这是李矩编练车师时精心设计的战术,此时终于派上了用场。上有箭矢压制,中有长戟对刺,下有长钩偷袭,面对这三重反击,真是要了这些晋阳甲士的老命。他们或许能够依靠甲胄忍着疼痛,不顾头顶的箭矢,却不能不顾眼前寒芒阵阵的枪尖,可顾此失彼,如此一来,又没有精力兼顾来自脚下的偷袭。一时间,靠近车阵的晋阳甲士纷纷被镰钩挂倒,被拖至车阵之后,遭遇汉军士卒们的乱刀分尸。
这使得晋阳甲士的死伤率开始急剧飙升,而可以作为对比的是,汉军的折损极少,除去少部分被箭矢命中要害的人以外,大部分人近乎于毫发无伤,甚至就连被砍斫的偏厢车本身,也没有遭受到太大的损害。
面对此等意料之外的情形,晋阳甲士几乎束手无策,支雄很快叫停了这种注定失败的进攻。他虽然素来以作战勇猛著称,当年张方北进邺城时,曾经在战败后多次为石勒断后,一度有“支狂夫”的称号。可勇猛并不代表着少智,在没有好的办法前,他无意盲目增加部属的伤亡。转而让各部暂时退到一箭开外,打算等待另一边夔安的战果,视情况再战。
可令他没料到的是,夔安所部的战况同样遭遇了挫折。
夔安带领军队越过漫长的车阵,迂回到敌人中军的背面时,发现此处的汉军也做好了防御的准备。
毛宝所部的弩师成员,虽说没有偏厢车作为阻挡,但他们随身都携带有两根不粗不细的木桩,此时正好打在地上,形成两排简易的拒马,接着在后方严阵以待,斜蹲着握紧长戟朝上,以应对晋阳骑兵的直接冲击。
可这等简陋的防御,当然不足以让晋阳铁骑们望而却步,反而激起了他们的好胜心,夔安更是当众嗤笑道:“我们还真是被小瞧了!凭这些纸糊的东西,汉儿就妄想取得胜利?”
他一声令下,士气旺盛的晋阳铁骑就再次开始涌动,争先恐后打马狂奔,顿时雷鸣般的马蹄声夹杂着雪泥与草屑,向着拒马后的汉军步兵冲过去。
但这样的场景,身在后阵之中的毛宝已经看得太多了,他毫不惊慌,不紧不慢地喝了一口随身携带的酪浆,并在心底测算着眼前众骑兵与己方的距离,等到敌军已经接近百步之后,他突然高声道:“起身,放箭!”
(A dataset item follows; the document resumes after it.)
Issue #86, opened 2024-02-16
Store relative paths in the index mappings


kirillt:
* Only relative paths should be used in the internal index mappings
* Canonicalization must be performed before registering the paths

话音落地的瞬间,在斜蹲着的汉军甲士之后,齐刷刷站起了一排士卒,他们手中皆端有一支弩机,一直隐藏在前排的戟士之后,就为了此刻骤然发难。七百余张弩机一齐发难,密集的箭矢瞬间飞射而出,远比那些弓箭手的箭矢要更平更劲!简直就好像是夏日的冰雹突然打上了池塘中连片张开的荷叶,不断发出噗噗之声,将那些快要靠近的晋阳铁骑射倒了一大片。